Quick tour#
onnx-light is a rewrite of onnx that keeps the same format and
the same API but drops protobuf along the way. It is protobuf
free, written in C++ only, and parallelized.
Protobuf#
Since the early days of ONNX, protobuf has been a recurring pain point:
frequent conflicts between the installed version and the one used by ONNX,
no way to switch from Python to C++ without going through serialization,
complex compilation since a header has to be generated first,
an API that cannot easily be extended,
a hard 2 GB message-size limitation.
So the question is simple: can we have protobuf without protobuf?
First question#
The prototype onnx/onnx#7208 demonstrated that a replacement keeping the same API and the same format, but without protobuf, is possible. The next question was whether to do a smooth rewriting or a complete rewriting from scratch. I chose to rewrite ONNX rather than modify the existing project: two ONNX implementations are better than one. Users can implement a switch and check both at the same time rather than going through major breaking changes in the original code base.

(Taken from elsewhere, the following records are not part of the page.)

PR #10124, opened 2020-10-19
Add HCL2 aws_secretsmanager function

azr:
Implements aws_secretsmanager function for HCL. Adds docs.

Checks a box on #9176


azr:
( still have to test this 🙂  )

nywilken (commented):
This is looking very good. There is a template that you can test against in our test templates repo. My only comment so far is that the function `aws_secretsmanager` is not registered in hcl2template/functions.

azr:
Good catch thanks !

website/pages/docs/from-1.5/functions/contextual/aws_secretsmanager.mdx
```diff
@@ -0,0 +1,56 @@
...
+sidebar_title: aws_secretsmanager
+description: The aws_secretsmanager function retrieves secrets from Amazon secretsmanager stores.
+---
+
+
+# `aws_secretsmanager_key` Function
+
+Secrets can be read from the [AWS Secrets
+Manager](https://aws.amazon.com/secrets-manager/) and used within your template
+as variables.
```
nywilken, line 13:
```suggestion
as locals.
```

When using the hcl2_upgrade command to convert the template the function is placed in a variable block which is expected. But was a little confusing to me at first. Your example below is perfect so I would just suggest changing this to `locals`

nywilken (approved):
Nicely done. Good catch on the panic. One small suggestion but otherwise good to go.

```
⇶  packer.test build amazon-ebs_secretsmanager_shell-local.json.pkr.hcl
null.autogenerated_1: output will be in this color.

==> null.autogenerated_1: Running local shell script: /tmp/packer-shell629348826
    null.autogenerated_1: boo
    null.autogenerated_1: shell:powershell
    null.autogenerated_1: test:kitchen
Build 'null.autogenerated_1' finished after 283 milliseconds 706 microseconds.
```

website/pages/docs/from-1.5/functions/contextual/aws_secretsmanager.mdx
azr: Good call totally, variables cannot be made of functions

template/interpolate/aws/secretsmanager/secretsmanager.go
```diff
@@ -53,6 +53,9 @@ func (c *Client) GetSecret(spec *SecretSpec) (string, error) {
 		SecretId:     aws.String(spec.Name),
 		VersionStage: aws.String("AWSCURRENT"),
 	}
+	if spec.Name != "" {
+		params.VersionStage = aws.String(spec.Key)
+	}
```
azr, line 58: Just FYI, The version parameter was ignored before !

azr:
Thanks for reviewing @nywilken 🙂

No protobuf, but also more#
Removing protobuf brings several benefits:
removes the 2 GB limitation,
enables parallelization,
allows custom loading strategies (read only part of a model without loading the entire file, control alignment, …),
adds native C++ support for weight files,
minimizes dependencies and security issues.
On top of that:
no serialization layer between Python and C++,
the same C++ and Python APIs,
no auto-generated Markdown files in the repository, so pull requests no longer modify 200 files at once.
Migrating existing code only requires changing the import:
import onnx_light.onnx as onnx
Other requirements#
A few other things change too:
backend tests are no longer stored as files; they are implemented as C++ functions,
backend tests are generated from a shared random test suite,
expected outputs are produced by C++ kernels,
kernels can be parallelized except for reductions, to ensure deterministic results,
flexible C++ linking: users can link only the reading / writing / serialization components, or include schemas, kernels and/or backend tests as needed.
Symbolic shape inference#
Shapes use real symbolic values instead of placeholders such as unk__0,
unk__1, …
Core pieces: take what you need#
The C++ code ships as small libraries so downstream projects link only what they need:
parse and serialize, no schema needed (1.5 Mb),
existing C++ ONNX library, no change (5 Mb),
light schema (2 Mb, not loaded as a static variable),
graph manipulations (0.6 Mb),
new shape inference (1.5 Mb),
C++ kernels (4.8 Mb),
2000+ C++ backend tests (7 Mb).
Parsing and serializing options#
data can be aligned when loading a tensor,
parallelization is possible,
onnxruntime FlatBuffers format is supported,
more secure: recursion is limited,
other scenarios can be implemented, such as a callback to allocate directly on GPU or any other memory.
Kernels#
Kernels are kept simple, with a dispatch mechanism to support all types.
Backend tests#
They are very similar to the existing ones, except they do not write any file.
Shape inference tests#
New tests are dedicated to shape inference: value_info is filled with the
expected values.
Symbolic expressions#
Expressions only use symbols, with no function calls, to keep them short. There are two divisions:
//rounds the result,/:is used when the exact result is known to be an integer.
For example, Reshape(x[N], [-1, 2]) tells us N is even, so we write
N /: 2 and not N // 2: 2 * (N /: 2) == N while 2 * (N // 2)
may differ.
Next steps#
implement a switch in ir-py to check it is compatible with
onnx_light.onnx,do the same for onnxruntime and validate the C++ API,
support more loading / saving scenarios,
expose standard graph transformations (dead-end removal, …).